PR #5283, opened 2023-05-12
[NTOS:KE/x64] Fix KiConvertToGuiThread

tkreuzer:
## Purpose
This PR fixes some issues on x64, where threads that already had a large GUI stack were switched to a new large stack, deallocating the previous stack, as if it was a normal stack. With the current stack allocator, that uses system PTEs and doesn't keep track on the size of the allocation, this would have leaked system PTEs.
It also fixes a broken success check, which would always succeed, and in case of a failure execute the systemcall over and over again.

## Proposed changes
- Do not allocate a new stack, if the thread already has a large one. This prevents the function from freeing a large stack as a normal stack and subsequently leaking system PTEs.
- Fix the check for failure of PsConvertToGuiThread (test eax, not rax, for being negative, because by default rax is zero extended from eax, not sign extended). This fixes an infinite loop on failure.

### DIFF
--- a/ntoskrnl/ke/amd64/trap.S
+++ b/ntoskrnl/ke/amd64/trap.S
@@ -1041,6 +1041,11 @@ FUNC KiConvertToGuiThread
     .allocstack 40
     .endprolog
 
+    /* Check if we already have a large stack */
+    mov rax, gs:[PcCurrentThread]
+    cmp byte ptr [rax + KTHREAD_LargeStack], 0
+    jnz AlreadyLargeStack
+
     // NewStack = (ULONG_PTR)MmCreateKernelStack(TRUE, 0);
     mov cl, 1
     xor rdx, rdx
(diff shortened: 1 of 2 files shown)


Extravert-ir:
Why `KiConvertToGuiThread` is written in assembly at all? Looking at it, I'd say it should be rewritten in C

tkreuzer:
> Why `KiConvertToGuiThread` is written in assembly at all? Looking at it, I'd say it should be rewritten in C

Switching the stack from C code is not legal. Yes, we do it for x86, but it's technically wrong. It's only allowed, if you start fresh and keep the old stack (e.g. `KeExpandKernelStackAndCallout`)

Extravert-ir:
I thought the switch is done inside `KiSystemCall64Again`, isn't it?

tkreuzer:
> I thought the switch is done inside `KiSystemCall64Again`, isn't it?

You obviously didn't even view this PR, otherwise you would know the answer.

···

Go through the listing above and work out how many lines contain the string "ntoskrnl". Reply with the number alone.

#### Finished task:
2